Symmetry: Culture and Science
Volume 29, Number 4, pages 487-505 (2018)


A way of directly relating both nonlocal and local dynamical laws to associated conservation laws

Laurence I. Gould

Address: Physics Department, University of Hartford, 200 Bloomfield Ave., West Hartford, CT 06117 U.S.A.
E-mail: lgould@hartford.edu

Abstract: The object of this paper is to exhibit a formalism which makes it possible to directly interrelate (i.e., without explicitly employing the Noether theorems and their extensions) “laws (or equations) of motion” to “conservation laws”, “laws (or equations) of continuity”, and “balance laws” for “local” systems (those described by linear second-order differential equations) as well as for “nonlocal” systems (those described by linear second-order integrodifferential equations).
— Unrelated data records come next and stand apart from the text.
PR #16, opened 2023-11-03
nfs_tools: Helpers for NFS (client-side only) and SUNRPC subsystem.

daimngo:
Drgn helpers to display NFS and SUNRPC major data structures in vmcore or live system.

This initial version has support for NFS client-side only. NFS server-side support will be added in future enhancement.

### DIFF
--- a/drgn_tools/nfs_tools.py
+++ b/drgn_tools/nfs_tools.py
@@ -1,0 +1,865 @@
+# Copyright (c) 2023, Oracle and/or its affiliates.
+# Licensed under the Universal Permissive License v 1.0 as shown at https://oss.oracle.com/licenses/upl/
+"""
+Helpers for NFS (client-side only) and SUNRPC subsystem.
+"""
+import argparse
+import errno
+import ipaddress
+import socket
+import typing as t
+from itertools import chain
+
+import drgn
+from drgn import Object
+from drgn import Program
+from drgn.helpers.common.format import escape_ascii_string
+from drgn.helpers.common.type import enum_type_to_class
+from drgn.helpers.linux.fs import d_path
+from drgn.helpers.linux.fs import for_each_mount
+from drgn.helpers.linux.fs import inode_path
+from drgn.helpers.linux.list import list_count_nodes
+from drgn.helpers.linux.list import list_for_each_entry
+
+from drgn_tools.corelens import CorelensModule
+from drgn_tools.itertools import take
+from drgn_tools.rds import rds_inet_ntoa
+from drgn_tools.util import BitNumberFlags
+from drgn_tools.util import enum_name_get
+from drgn_tools.util import has_member
+from drgn_tools.util import redirect_stdout
+
+__all__ = (
+    "nfsshow",
+    "show_nfs_clients",
+    "show_rpc_clnts",
+    "show_rpc_xprts",
+    "show_rpc_tasks",
+)
+
+""" include/linux/sunrpc/sched.h """
+
+
+class RpcTaskState(BitNumberFlags):
+    RPC_TASK_RUNNING = 0
+    RPC_TASK_QUEUED = 1
+    RPC_TASK_ACTIVE = 2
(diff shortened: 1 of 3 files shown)


drgn_tools/nfs_tools.py
```diff
@@ -0,0 +1,931 @@
...
+
+def panic_task(prog: drgn.Program) -> Object:
+    """
+    Return the task_struct that causes the panic.
+
+    :param prog: drgn program
+    :returns: task_struct object
+    """
+
+    return per_cpu(prog["runqueues"], prog["crashing_cpu"]).curr
```
brenns10, line 915: You can use `prog.crashed_thread()` to get the `drgn.Thread` which is crashing. `Thread.object` will be a `struct task_struct *`.

Even aside from that, it's important to note that `prog["crashing_cpu"]` is x86_64 specific, and we support aarch64, so if you were implementing this, I would recommend `prog["panic_cpu"]`.

drgn_tools/nfs_tools.py
```diff
@@ -0,0 +1,931 @@
...
+
+    :param prog: drgn program
+    :param struct_name: name of kernel structure
+    :param value: kernel address
+    :returns: Object of the struct
+    """
+
+    name = "struct " + struct_name + " *"
+    obj = Object(prog, name, value=addr)
+    return obj
```
brenns10, line 931: I don't see this being  used anywhere, do we need to include it?

drgn_tools/nfs_tools.py
```diff
@@ -0,0 +1,931 @@
...
+        )
+        kernel_version = vers[0]
+        uek5 = kernel_version.split(".")[0] == "4"
+    except ValueError:
+        print(
+            "WARNING: don't recognize kernel version %s"
+            % prog["UTS_RELEASE"].string_().decode("ascii")
+        )
+        uek5 = False
+    return uek5
```
brenns10, line 802: I think we can delete this, I've made notes at all the call sites.

drgn_tools/nfs_tools.py
```diff
@@ -0,0 +1,931 @@
...
+
+    clients = nfs_client_list(prog)
+    print(
+        "============================== NFS_CLIENT ================================"
+    )
+    for clnt in clients:
+        show_nfs_client(prog, clnt)
+
+
+def nfsshow(prog: drgn.Program, max_tasks: int = 10) -> None:
```
brenns10, line 770: It looks like this is the main entry point where you'd expect most people to call for summary NFS info. I'd recommend that you create a corelens module to call this function. It would look something like this:
```python
class NfsShow(CorelensModule):
    """Print summary information on NFS client side"""

    name = "nfsshow"

    # there's no point in running unless the nfs module is loaded
    skip_unless_have_kmod = "nfs"

    # we need sunrpc, and all nfs related debuginfo loaded
    debuginfo_kmods = ["sunrpc", "nfs", "nfs*"]

        parser.add_argument(
            "--max-tasks",
            type=int,
            default=10,
            help="list at most <number> rpc_tasks",
        )

    def run(self, prog: Program, args: argparse.Namespace) -> None:
        nfsshow(prog, max_tasks=args.max_tasks)
```

brenns10 (changes requested):
This is quite well-organized and well written code. Most of my comments are just getting the coding style and best practices aligned with what drgn-tools expects.

The thing which I didn't cover yet in this review was the testing. I'll follow-up via email about testing. The overview is that we'll have you generate a vmcore from a test system (ideally one each for UEK4-7), and we'll include those into our testing library. I'll be out much of the next two weeks for LPC and Thanksgiving though, so please bear with me on the timeline!

brenns10:
@daimngo I've been out for conference / holiday stuff for the past few weeks. Please do let me know if you're still working on this branch, or if it is ready for another round of review. Thanks!

brenns10 (approved):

The formalism can be applied to physical systems containing particles and fields described by classical or quantum theory and whose relevant equations of motion may be relativistic (Gould, 1989). The formalism can, in particular, facilitate the generation of global conservation laws for such quantities as energy and momentum. Some of the examples will include the usual Schrödinger equation as well as its nonlocal counterpart; both important for a variety of quantum systems. Analogies to more common experience should enable the non-technical reader to gain some helpful understanding of the issues discussed.

Keywords: local, nonlocal, dynamical laws, balance laws, laws of continuity, conserved quantities, variational, Noether.